Data records:
______________________________
PR #1279, opened 2018-11-30
SERVER-38338 add helpful error ouput to shell

terakilobyte:
This adds some helpful output to the shell if a new user enters `mongo` or `mongo someUri`, rather than `[js] SyntaxError: missing ; before statement @(shell):1:6`

### DIFF
--- a/src/mongo/shell/utils.js
+++ b/src/mongo/shell/utils.js
@@ -849,6 +849,12 @@ shellHelper.it = function() {
     shellPrintHelper(___it___);
 };
 
+shellHelper.mongo = function() {
+    print("You've typed the mongo command within a mongo shell.");
+    print("This is an error.");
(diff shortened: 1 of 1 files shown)


src/mongo/shell/utils.js
```diff
@@ -849,6 +849,12 @@ shellHelper.it = function() {
     shellPrintHelper(___it___);
 };
 
+shellHelper.mongo = function() {
+    print("You've typed the mongo command within a mongo shell.");
+    print("This is an error.");
+    print("If you meant to run a new mongo shell, please exit the current shell.");
```
rkumar-mongo: @terakilobyte thought: We could add a dochub link here to point users to https://docs.mongodb.com/manual/crud/ ,so they immediately have a point of reference to start using the shell.

PR #1288, opened 2018-12-29
socket connection when ssl is opened

leoloel:
Solve the problem that mongod can not be connected by socket connection when ssl is opened.

### DIFF
--- a/src/mongo/transport/transport_layer_asio.cpp
+++ b/src/mongo/transport/transport_layer_asio.cpp
@@ -433,11 +433,7 @@ StatusWith<SessionHandle> TransportLayerASIO::connect(HostAndPort peer,
     auto session = std::move(sws.getValue());
     session->ensureSync();
 
-#ifndef _WIN32
-    if (endpoints.front().family() == AF_UNIX) {
-        return static_cast<SessionHandle>(std::move(session));
-    }
-#endif
+
 
 #ifndef MONGO_CONFIG_SSL
     if (sslMode == kEnableSSL) {
@@ -452,6 +448,12 @@ StatusWith<SessionHandle> TransportLayerASIO::connect(HostAndPort peer,
         if (!sslStatus.isOK()) {
             return sslStatus;
         }
+    }
+#endif
+
+#ifndef _WIN32
+    if (endpoints.front().family() == AF_UNIX) {
+        return static_cast<SessionHandle>(std::move(session));
     }
 #endif
 


acmorrow:
@jbreams - Could you please take a look? Thanks.

jbreams:
@leoloel I'm trying to understand the issue this pull request is meant to solve. It looks like it will let you use SSL over UNIX domain sockets, which isn't something we've supported in the past. Can you explain the motivation for wanting to do that?

Also, before we can consider merging this, we will need to have a corresponding ticket in our [Jira bug tracker](https://jira.mongodb.org), the commit message should reference that ticket number, and we'll need you to sign our [contributor agreement](https://www.mongodb.com/legal/contributor-agreement).

leoloel:
> @leoloel I'm trying to understand the issue this pull request is meant to solve. It looks like it will let you use SSL over UNIX domain sockets, which isn't something we've supported in the past. Can you explain the motivation for wanting to do that?
> 
> Also, before we can consider merging this, we will need to have a corresponding ticket in our [Jira bug tracker](https://jira.mongodb.org), the commit message should reference that ticket number, and we'll need you to sign our [contributor agreement](https://www.mongodb.com/legal/contributor-agreement).

@jbreams Thanks for your reply. Yes I want to use SSL over UNIX domain sockets, which is supported in v3.4 and v3.6. Also, I have a question that I think no certificates are required when connecting to mongod with UNIX domain sockets whether or not SSL is turned on.

jbreams:
SSL over domain sockets was possible before 4.0, but it was not intended as a supported feature, and its removal in 4.0 was intentional. Since UNIX sockets only connect through the local system's memory, and the kernel can see the plaintext bytes anyways, using SSL over UNIX sockets did not seem like a feature that actually adds any security. I also think certificate verification is going to be broken unless your certificates have the UNIX path as their CN or alternate subject name. So you don't really get useful encryption or identity verification of the server. This feature was something we considered somewhat broken when it was removed, so I think we'll need some justification for bringing it back. Is there a security reason or use case this feature would enable?

Also, as I said in my reply, before considering merging this we'll need a ticket opened in our [Jira bug tracker](https://jira.mongodb.org/) and you will need to sign our [contributor agreement](https://www.mongodb.com/legal/contributor-agreement).

kelly-cs:
Closing this - please consider a [feature request here](https://feedback.mongodb.com/)

PR #1290, opened 2019-01-02
Fix gotools path problem.

utkonos:
These two commits changed the path of gotools by accident it appears. Looks like a copy paste error.

https://github.com/mongodb/mongo/commit/1c7e9f40da962b38151e6bdbc1443d7b55366718

https://github.com/mongodb/mongo/commit/647739b585c3d6dff7a883b8299b36412e71bb0c

My pull request changes that one path back to correct.


ramonfm:
@utkonos, this change is intentional as we're making some improvements in how we build and ship the tools. If you're having issues building after this change, will you please open a TOOLS ticket in https://jira.mongodb.org and provide some details so we can look into it?

Thanks,
Ramón.

Cc @xdg

PR #1291, opened 2019-01-16
SERVER-39057 Add distance expressions for image feature comparison 

marcvivet-we:
We added these expressions:
 - '$cossim', '$chi2', '$euclidean', '$squared_euclidean', '$manhattan'

Which allow us to compare long vectors (image features) stored as arrays or BSON.
It is useful to find the most similar images in a dataset. The usage is the following:

```python
db.test_speed.aggregate([
    {   
        '$project':
        {
            'id': '$id',
            "other_id": '$other_id',
            'distance': {'$cossim': [vector, '$vector']},
        },
    },
    {"$sort": {"distance": -1}},
    {"$limit": 20}
])
```

In addition implementations using avx2 and avx512 are included in this pull request.

### DIFF
--- a/src/mongo/db/db.cpp
+++ b/src/mongo/db/db.cpp
@@ -309,6 +309,27 @@ ExitCode _initAndListen(int listenPort) {
         l << (is32bit ? " 32" : " 64") << "-bit host=" << getHostNameCached() << endl;
     }
 
+    {
+        LogstreamBuilder l = log(LogComponent::kControl);
+
+        l << "Distance Expression Info: ";
+
+#ifdef DISTANCE_EXPRESSION_NOT_BSON 
+        l << "Not using BSON";
+#else 
+        l << "Using BSON";
+#ifdef USE_AVX512
+        l << " - With AVX512";
+#else
+#if USE_AVX2
+        l << " - With AVX2";
+#endif
+#endif
+#endif
+
+        l << std::endl;
+    }
+
     DEV log(LogComponent::kControl) << "DEBUG build (which is slower)" << endl;
 
 #if defined(_WIN32)
--- a/SConstruct
+++ b/SConstruct
@@ -433,6 +433,21 @@ add_option('disable-warnings-as-errors',
     nargs=0,
 )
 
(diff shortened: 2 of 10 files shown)


johnlpage:
I've seen a number of customer use cases where this would have been really useful

OscarRL:
I think that our implementation still needs some improvements.. 

1. I suggest to create a special data type "Vector" to  handle float32, float16.. etc vectors in binary format to avoid confusions with the BinData type.

2. Memory aligment and batch processing.. instead of compute vectors distances one by one we can improve the speed alot by creating batches of thousends of vectors to compute at once.

3. More testing and unit cases.

Any help is appreciated

marcvivet-we:
What it would be nice to speed up even more these operations would be to have a new function on the Value object that returns the memory aligned:

so instead of -> value1.getBinData(); -> value1.getAlignedBinData();

This can be done by changing the memory allocation to __mm_malloc and __mm_free (alignment of 32bits). This would allow us to use _mmXXX_load_ps instead of _mm256_loadu_ps.

Schubes:
Hi @marcvivet-we,

Thanks so much for opening this pull request! It looks like a really interesting and worthwhile extension. I see you've already signed the contributor's agreement, so I've gone ahead a created [SERVER-39057](https://jira.mongodb.org/browse/SERVER-39057) to track this issue on your behalf. The query team will look over the pull request and provide more substantive comments.

Thanks again,
Kelsey

src/mongo/db/db.cpp
```diff
@@ -309,6 +309,27 @@ ExitCode _initAndListen(int listenPort) {
         l << (is32bit ? " 32" : " 64") << "-bit host=" << getHostNameCached() << endl;
```
anhems: Những

anhems (changes requested):

src/mongo/db/db.cpp
MiguelPF: Can you explain what is your intention @anhems with this line?
Seems completely unrelated to this PR,

Best,
Miguel

PR #1294, opened 2019-01-24
SERVER-39195 Fix getUserDir to not solely rely on env var HOME

Yuxael:
Shell should not rely solely on env var HOME. It's very often not set at all when launching scripts e.g from cron or other apps. This causes shell to output a warning that it could not save .dbshell and thus making it very hard to parse output from shell as it would result in malformed JSON when retrieving data.
This change won't fix that kind of behaviour on MacOS as users settings are not kept in /etc/passwd so getpwuid() can't be used for this purpose.

### DIFF
--- a/src/mongo/shell/shell_utils.cpp
+++ b/src/mongo/shell/shell_utils.cpp
@@ -49,6 +49,7 @@
 #include "mongo/util/quick_exit.h"
 #include "mongo/util/text.h"
 #include "mongo/util/version.h"
+#include <pwd.h>
 
 namespace mongo {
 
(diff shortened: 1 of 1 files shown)


Schubes:
Hi @Yuxael,

Thank you for the pull request. So we can review these changes, would you please be sure to sign the [contributor agreement](https://www.mongodb.com/legal/contributor-agreement) and open a [SERVER ticket](https://jira.mongodb.org/browse/SERVER/) so we can track the fix?

Thanks again,
Kelsey

Yuxael:
SERVER-39195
______________________________
**Problem to solve:**
Using the entries above, give again exactly the lines from the line holding "Any help is appreciated" through the line holding "so instead of". Include both end lines and nothing else.

**Task solution:**
Any help is appreciated

marcvivet-we:
What it would be nice to speed up even more these operations would be to have a new function on the Value object that returns the memory aligned:

so instead of -> value1.getBinData(); -> value1.getAlignedBinData();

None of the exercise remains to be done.